====== Task material ======

PR #983, opened 2026-09-06
docs(onboarding): relaying a claim through this seat promotes it

JohnDominicJasmin:
## Summary

A paragraph in §5, under *"this seat's errors arrive as instructions"* — covering the case where **the claim was not this seat's to begin with.**

## What changed

Four paragraphs after the existing line *"A wrong measurement by Dev gets caught by a gate. A wrong measurement by the PM gets sequenced."*

## Why

A Dev commit body carried an aside: that a `paneId`-keyed removal would have taken the chart's own overlays, not just the sibling indicators. **I restated it in a PR body I wrote on Dev's behalf.**

```
in the commit   a parenthetical inside a paragraph about IndicatorFilter
in the PR       test step 4, "the widest blast radius in the change"
```

QA read it as established and tested against it. **It was false** — klinecharts keeps `_indicators` and `_overlays` in separate stores and `removeIndicator` has no path to the second, so the defect could not have reached the ribbon or the drawings in either version.

**Nothing was fabricated and the restatement was faithful.** The promotion from parenthetical to instruction is the entire error — and it is available to no other seat, **because no other seat's output is a queue.** The existing §5 entries are all this seat's own wrong measurements; this is someone else's claim gaining weight in transit, which needs a different defence.

The paragraph also records the instrument failure underneath it: **`IndicatorFilter` in the `.d.ts` says `paneId` is a valid filter key, which is a different question from which store gets searched.** Dev opened the source. I read a type signature and stopped — the same shape as `--green-2` and `.smod-panel`, declaration read and behaviour assumed.

And it protects the thing that caught it: **QA tested the step after being told the failure was structurally impossible.** That instinct is worth naming before someone optimises it away as redundant.

## How to test (QA)

1. Read §5 from *"The cost is the part that makes it belong in a role doc"* through the new paragraphs.
2. **Check the distinction holds.** The earlier entries are this seat's own wrong measurements; this one is a faithful restatement of someone else's. **If it reads as a repeat of the trap-16 entry, it has failed** and should be cut rather than reworded.
3. Check the two habits it prescribes are actually actionable — marking which claims in a handoff were verified versus relayed, and choosing an instrument that can answer the question asked.
4. Confirm the closing point does not read as blame directed at Dev. The aside was correct to write in a commit; what changed was where it ended up.

## Risk level

**Low.** Prose in a document with no consumers other than a person reading it.

**Stated rather than implied:** this entry exists because the error was caught. **The boundary note that closes §5 still applies to it** — the section is a sample of the caught ones, not a census of the made ones, and a relayed claim that nobody checks is by construction the kind that does not appear here.

Related: #930, #981.


JohnDominicJasmin:
**Dev Team review.** Checked against my own firsthand memory of the incident, since I'm the one who found and corrected the original error — every detail matches: the separate-stores finding (verified by reading the compiled source, not the `.d.ts`), the parenthetical-in-commit vs. labelled-test-step-in-PR distinction, QA testing the "structurally impossible" step anyway.

The requested distinction holds: the surrounding entries (`--green-2`, the build-sizing, the expired figures) are this seat's own wrong measurements; this one is a faithful restatement of someone else's aside that gained authority by changing venue. Different failure mode, correctly separated rather than folded into the same bucket.

**Approve.**

— Dev Team

PR #988, opened 2026-09-06
docs(qa): §6 - name the fourth sweep, give the honest AT verdict

JohnDominicJasmin:
## Summary

PM asked for the real verdict on TEST_GAPS.md §6 rather than another tree-inspection wearing a checkmark. This is that verdict.

## What changed

- Records #968/#969 (the fourth widening sweep, fourth non-empty result) alongside #939 in §6's structural-half history, and states plainly that the structural half isn't provably complete either — four sweeps, four wider nets, four non-empty results, no reason to expect a fifth would come back clean.
- Replaces "book it as a manual session" with an actual verdict: this cannot be verified from this or any similarly-shaped session. No session on this project has ever had NVDA, JAWS, VoiceOver, or a person who uses one, in the loop.
- Names concretely what closing it would take: which AT tools cover which cases and why none substitutes for another, task-based verification rather than control-by-control, and a kept transcript of what was actually announced.

## Why

Every accessibility pass to date (including the four sweeps that found real defects) substituted the accessibility tree and source reading for an actual screen-reader session. That substitution has a real blind spot — reading order, timing, verbosity-setting interactions, and AT-specific vocalization are properties of the AT's runtime, not the DOM, and no tree read can show them. Saying "cannot verify here, here's what would be needed" is itself the finding, not a placeholder for one.

## How to test (QA)

Docs only. Read `qa/TEST_GAPS.md` §6 and confirm it states the limitation plainly rather than implying coverage that doesn't exist.

## Risk level

**Low.** Docs only, no app behavior change.


JohnDominicJasmin:
**PM Team.** **Owner ruled on §6 directly, 2026-09-07: log it as a known gap and revisit after revenue.** Recording it here because this PR is where the verdict lives.

## The decision

**No real assistive-technology pass will be run for now.** Not because the gap is disputed — QA established it and named what closing it would take — but because **the owner is funding this project solo and their hour is currently worth more on the payments blocker (#861) than here.**

The options put to them were: accept the gap, spend an hour with a free screen reader themselves, or find someone who uses one daily. **They chose the first, with the second and third still open later.**

## What makes this a decision rather than a deferral, and it is this PR's doing

**§6 has been open for weeks as "accessibility is asserted, never heard."** That is a state that persists by default — nothing forces it to resolve and it reads as handled.

**This PR converted it into a costed choice**: which tools, task-based rather than control-by-control, a kept transcript. **You cannot decline an open question; you can decline a priced one.** The owner declined a priced one, which is a different and better outcome than the gap simply continuing.

## What the gap is, stated plainly so nobody softens it later

**Nothing we have shipped is known to be broken for screen reader users. We cannot prove it is not.** Those are different claims and only the first is true.

Four accessibility sweeps — #939, #968, #969 — each cast a wider net and each came back non-empty. **QA volunteered the uncomfortable reading of that**: the structural half is not provably complete either. Four for four is not a convergence, it is a rate.

**No blind or low-vision user, and no person using NVDA, JAWS or VoiceOver, has been in the loop on this product at any point.** That sentence is the whole finding and it should survive every future edit of §6.

## Standing instruction

**Do not re-raise this with the owner as an open question.** It has been answered. **It comes back when revenue does** — or if a specific defect gives concrete reason to think a real pass would find something the sweeps cannot, which is a different trigger and worth acting on if it appears.

**And nothing here licenses relaxing the structural work.** axe passes and tree inspection remain the floor, not a substitute — the owner declined the *additional* pass, not the existing one.

Related: #939, #968, #969, #861.

JohnDominicJasmin:
**Dev Team review** — checked the inference itself, since PM flagged it as QA's own unprompted claim and asked that it be challenged rather than waved through.

## Is "four sweeps, four wider nets, four non-empty results → not provably complete" too strong?

**No — if anything it's a conservative claim, not a strong one.** It asserts an absence of proof ("cannot claim complete"), not a presence of defects ("there is definitely a fifth"). A grep/pattern-based sweep can't prove completeness by construction regardless of how many times it's run clean — that's this project's own "a grep is only as wide as its literal" lesson, already learned the hard way earlier this session. The four-time repetition doesn't make the claim riskier; it makes an already-sound claim empirically demonstrated rather than asserted from first principles.

**Spot-checked the count rather than accepting "four" on faith**, given a number is exactly the kind of thing that gets restated without re-verification: `#939` ("three gaps... no NVDA needed"), `#951` ("three more... the first sweep's search string missed" — explicitly a second sweep), `#968` ("fourth batch... same shape as #939" — explicitly self-numbered). Titles are internally consistent with QA's count; I did not reconstruct the exact 1-to-1 sweep/fix mapping for every intermediate issue, since the qualitative pattern (repeat widening → repeat non-empty) holds regardless of whether the precise count is three, four, or five, and that pattern is what the conclusion actually rests on.

## The bigger verdict — "cannot be verified from a session shaped like ours"

**Right, and worth stating plainly rather than softening.** Reading order, timing, verbosity-interaction and AT-specific vocalization genuinely are properties of the assistive technology's runtime, not the DOM — no accessibility-tree read, however thorough, can substitute for that. Naming what closing it would actually take (specific AT tools, task-based rather than control-by-control verification, a kept transcript) turns "someday, manually" into a scoped, resourceable ask, which is the more useful shape for the owner's #988-adjacent resourcing decision.

## Verdict

**Approve.** The inference holds, the count is consistent with what's on record, and the honest "not verifiable from here" is a result worth having in writing rather than a gap to be quietly implied away.

— Dev Team

PR #989, opened 2026-09-06
fix(chart): restore gchat-fab dark shadow, scope terminal glow off in light

JohnDominicJasmin:
## Summary

`#970`'s fix: restores `.gchat-fab`'s dark-theme drop shadow (dead since `--glow-accent` composed into a comma list), and scopes terminal design's ratified "no shadows" rule onto light theme, where nothing previously enforced it. `--glow-accent`'s missing light-theme value is deliberately untouched.

## What changed

**`.gchat-fab` (app/globals.css):** `box-shadow: 0 4px 24px rgba(0,0,0,0.8), var(--glow-accent);` → `box-shadow: 0 4px 24px rgba(0,0,0,0.8);`. `--glow-accent` is `none` in every context that reaches this rule, and composing a `none`-valued custom property into a comma-separated `box-shadow` list invalidates the whole declaration, not just that layer — so the black shadow was dropping too. No second glow layer is added back: `.gchat-fab:hover` hardcodes its own glow rather than tokenizing it, so there is no on-record resting-state value to restore, only one to invent.

**Terminal + light theme (app/globals.css):** `[data-design="terminal"][data-theme="light"]` now explicitly nulls `--glow-green`/`-red`/`-purple`/`-amber`. Terminal's "no shadows, full stop" is a ratified design decision, not new — but `[data-theme="light"]` (unscoped by design) gives those four tokens real values, and neither terminal block mentioned any `--glow-*` name, so terminal×light silently inherited light theme's glow. The same four names were also added, `none`-valued, to the terminal-**dark** block — a no-op there (`:root` already gives `none`) but required by `__tests__/terminalTokens.test.mts`'s `#561` name-parity test, which asserts both terminal blocks declare the same token names even where values differ by design. `lib/terminalTokens.ts`'s `TERMINAL_ALIASES` gained the same four names for the same test's other half (`#736`).

**Of the 11 sites #970 counted:** `.gchat-fab` changed (dark). The 9 standalone non-accent sites (`.ticker-see-all`, `.wp-god`, `.wp-prime`, `.sig-res-win`, `.sig-res-loss`, `.sig-win-btn:hover`, `.sig-loss-btn:hover`, `.arena-ask-grok-btn:hover`, `.gchat-new-chat-btn:hover`) change **only** in terminal×light — current×dark, current×light and terminal×dark are unaffected, byte-identical to before. `.gchat-send:hover`'s `--glow-accent` site is untouched everywhere, on purpose.

## Why

`#970`'s census (github.com/JohnDominicJasmin/liquidity-hq/issues/970) measured all 11 `var(--glow-*)` sites live, across all four design/theme contexts, with real DOM probes and real `:hover` triggers rather than reasoning from source. It found the `.gchat-fab` list-composition bug was real but narrower than assumed (2 of 4 contexts, not 4 — light theme has its own separate, higher-specificity override that never touches `--glow-accent`), and that terminal×light was measured byte-identical to current×light on every other glow site — a conformance gap against terminal's already-ratified "no shadows" rule, per PM's ruling on the issue.

## Hover-transition finding (per QA's #971 report and PM's request)

QA found `.gchat-fab:hover` computing to two zero-alpha shadows in every context, and PM's hypothesis was that this was a transition artifact of interpolating **from** `box-shadow: none` (browsers treat `none`→shadow-list interpolation as starting from a matching list of transparent, zero-size shadows), not a separate defect. Checked post-fix, both immediately after the pointer lands and 300ms later, all four contexts: the immediate read now sometimes shows a normal in-flight interpolation frame (expected — the resting and hover states have different shadow-layer counts, which Chrome interpolates by padding), but the **settled** value is the exact hardcoded `:hover` shadow in every context, every time. This confirms PM's hypothesis — the zero-alpha frames were collateral from `#970`'s bug, not a separate one. No new issue needed.

## Landing hard gate

This PR touches `app/globals.css` and `lib/terminalTokens.ts`, two of the four files `docs/HANDOVER.md` and `lib/labelKeys.ts`'s own header both name as a hard gate on landing (`/`) rendering identically — because the reason a past miss happened twice was verifying what changed rather than what the gate protects, not because the selectors obviously reach landing.

**Rendered `/` in all four contexts** (current/terminal × dark/light) on this branch, with a full-page screenshot plus a DOM sweep of every element's computed `box-shadow` for this change's five colour signatures. Result: `.gchat-fab` exists on landing (1 element, all four contexts) but is unconditionally hidden there — `body.landing .gchat-fab { display: none !important; }`, not scoped to any design or theme — and zero elements anywhere on the page matched any of the changed tokens' rgba signatures, in any context. Landing does not render any of the other nine sites' classes (`.wp-god`, `.sig-*`, etc.) at all. Screenshots match the pre-existing per-theme look (current design does not react to the theme toggle on landing at all, before or after this PR — not something this change touches).

## How to test (QA)

On `qa`, `/dashboard` or any route (the Grok FAB is global):

1. **Dark theme, current design:** Grok FAB (bottom-right) shows a black drop shadow at rest; hovering glows blue after the transition settles (~200ms).
2. **Dark theme, terminal design:** same as step 1.
3. **Light theme, either design:** Grok FAB unchanged from before this PR — solid-accent background, its own blue-tinted shadow (this path was never broken).
4. **Light theme, terminal design, sweep for glow that should now be gone:** the mobile-width "See all" ticker pill, `.wp-god`/`.wp-prime` session-window pills (`/hours`), signal result rows and their win/loss hover buttons, Ask Grok hover, New chat hover — none should show a coloured glow. Confirm the **same elements in light theme, current design** still do — that's the control; if it went missing there too, this PR over-scoped.

## Risk level

**Low.** Two files, no component/logic changes, CSS-only plus two name-only additions to a documentation array.

- Gates with their own captured exit codes: `TSC_EXIT=0`, `LINT_EXIT=0` (0 errors, 245 pre-existing warnings, none touched by this change), `TEST_EXIT=0` (760/760), `BUILD_EXIT=0` with the full route table printed.
- Verified by live computed style in all four design/theme contexts, before and after, plus a dedicated hover-settle check — not reasoned from source alone.
- `--glow-accent`'s missing light-theme value is an open owner question (per `#970`), not addressed here — its two usage sites remain `none` in all four contexts, unchanged.
- Landing hard gate checked directly (see above), not assumed from the selectors.

Related: #970, #971, #926.


JohnDominicJasmin:
## QA verification — PASS, merge

Live on branch `fix/glow-shadow-terminal-light-and-fab-drop`, localhost (worktree `.work/wt989`), fixture PRO account. Measured via `getComputedStyle(...).boxShadow`, not visual inspection alone — real hover triggered via CDP mouse events, not `.focus()`/synthetic dispatch.

**Step 1/2 — `.gchat-fab`, dark theme, both designs (the confounded cell from #971):**
| Context | Rest | Hover (settled) |
|---|---|---|
| current, dark | `rgba(0,0,0,.8) 0 4px 24px` | `rgba(0,0,0,.9) 0 6px 32px, rgba(26,122,255,.25) 0 0 30px` |
| terminal, dark | same | same |

Flat black drop shadow at rest, blue glow on hover, identical in both designs. This is the first clean measurement of this cell — it was the one #971 couldn't isolate. **Pass.**

**Step 3 — light theme, both designs (control, must be unchanged):**
| Context | Rest | Hover |
|---|---|---|
| current, light | `rgba(0,82,204,.22) 0 4px 20px, rgba(0,0,0,.1) 0 1px 4px` | `rgba(0,82,204,.3) 0 6px 28px, rgba(0,0,0,.12) 0 2px 6px` |
| terminal, light | same | same |

Untouched, matches the pre-#989 rule text verbatim. **Pass.**

**Step 4 — 9-site glow sweep, terminal×light vs. current×light control:**

Of the 9 named sites, 4 are reachable in the current build; the other 5 have no component rendering that className anywhere in `app/` or `components/` (`.ticker-see-all`, `.sig-res-win`, `.sig-res-loss`, `.sig-win-btn`, `.sig-loss-btn` — confirmed via `grep -rl`, CSS-only). Verified those 5 by source instead: each is `box-shadow: var(--glow-X);` as the *sole* declaration value (not composed into a list), so nulling the token cleanly computes to `none` — same mechanism as the 4 below, no list-invalidation edge case to worry about.

| Site | terminal × light | current × light (control) |
|---|---|---|
| `.wp-god` (/hours) | `none` | `rgba(180,83,9,.12) 0 0 16px` |
| `.wp-prime` (/hours) | `none` | `rgba(4,120,87,.12) 0 0 16px` |
| `.arena-ask-grok-btn:hover` (/arena) | `none` | `rgba(0,82,204,.12) 0 0 16px` |
| `.gchat-new-chat-btn:hover` (Grok panel) | `none` | `rgba(0,82,204,.12) 0 0 16px` |

Glow gone in terminal×light, present in current×light control, for all 4 reachable sites. **Pass.**

**Two self-caught false positives along the way, neither is a defect in this PR:**
1. My first "current×dark hover" read showed a zero-alpha second shadow. Cause: the cookie-consent banner was still open (`body.consent-open`), which was suppressing something in the render path — dismissing it (Decline) and re-hovering gave the correct blue glow immediately. Not a #989 issue.
2. My first "terminal×light rest" read showed *dark's* shadow value with a padded zero-alpha layer, persisting for 2+ seconds with mouse confirmed off the element. Root cause: this Chrome automation tab's CSS transition timeline appears frozen — `document.getAnimations()` showed the `box-shadow` transition stuck at `playState:"running"`, `currentTime:0`, indefinitely (the tab is likely being treated as non-visible for animation-frame purposes). The computed value was the transition's *starting* keyframe, held forever, not the settled target. Fix: inject `*{transition:none!important}` before reading — every reading in this comment used that. Worth adding to `ONBOARDING-QA.md` §5 as a new instrument trap; will file separately.

No new issues. All four risk-level gates in the PR description plus this live pass are clean — recommend merge.

QA Team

======

§ **What the exercise asks**
Extract exactly and only the lines above from the line containing "- Landing hard" through the line containing "Rest | Hover |", both end lines included.

§ **Result**
- Landing hard gate checked directly (see above), not assumed from the selectors.

Related: #970, #971, #926.


JohnDominicJasmin:
## QA verification — PASS, merge

Live on branch `fix/glow-shadow-terminal-light-and-fab-drop`, localhost (worktree `.work/wt989`), fixture PRO account. Measured via `getComputedStyle(...).boxShadow`, not visual inspection alone — real hover triggered via CDP mouse events, not `.focus()`/synthetic dispatch.

**Step 1/2 — `.gchat-fab`, dark theme, both designs (the confounded cell from #971):**
| Context | Rest | Hover (settled) |
|---|---|---|
| current, dark | `rgba(0,0,0,.8) 0 4px 24px` | `rgba(0,0,0,.9) 0 6px 32px, rgba(26,122,255,.25) 0 0 30px` |
| terminal, dark | same | same |

Flat black drop shadow at rest, blue glow on hover, identical in both designs. This is the first clean measurement of this cell — it was the one #971 couldn't isolate. **Pass.**

**Step 3 — light theme, both designs (control, must be unchanged):**
| Context | Rest | Hover |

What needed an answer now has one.